(Stored data)

◇ ◇ ◇ ◇

Issue #383, opened 2019-01-18
Scoped weapons can use their scope in belt and suit slots


GhostEcho:
Super cheesy, allows people to snipe with weapons they shouldn't be able o snipe with due to a lack of scope

Also explain to me how the fuck this would work

Not I dead pls nerf, moreso I saw and was disgusted with it

UndeadNappist:
if(!in_hand)
return

Something like that, anyway.

Move all zooming proc code out of the individual guns and weaponry and move it into /obj/item in zoom.dm, ensure the guns/binocs that zoom call on it and only that.

Step two is bugfixing the hell out of zooming. Recommend finding the least-broken zooming device and stamping all the others to use that code and tinkering from there (a harder chore).

JTGSZ:
Solved by #577

PR #577, opened 2019-02-15
Scope Fixes

JTGSZ:
## Description
You can't scope from your pockets or other slots except hand with anything that is zoomable now. 

Solves Issue #383 

## Motivation and Context
Scoping from pockets and suit slots is now not a thing.

## How Has This Been Tested?
Hosted and Tested

### DIFF
--- a/code/modules/projectiles/gun.dm
+++ b/code/modules/projectiles/gun.dm
@@ -92,8 +92,9 @@
 
 /obj/item/gun/equipped(mob/living/user, slot)
 	. = ..()
-	if(zoomed && user.get_active_held_item() != src)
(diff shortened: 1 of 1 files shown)


rhicora:
359 no scope in your goddamn pocket.

UndeadNappist:
It feels bad to put binocs and scopes in the same folder, and also not just give them the same line of code that's then called ZOOM or something, but this works.

UndeadNappist:
https://github.com/BadDeathclaw/TG-Claw/blob/002e22162550f494011093ce1c3ea2943149e172/code/modules/projectiles/gun.dm#L486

◇ ◇ ◇ ◇

== INSTRUCTIONS TO FOLLOW ==
Look through the entries above and copy each line that has "your" in it.

== WRITTEN RESPONSE ==
You can't scope from your pockets or other slots except hand with anything that is zoomable now. 
359 no scope in your goddamn pocket.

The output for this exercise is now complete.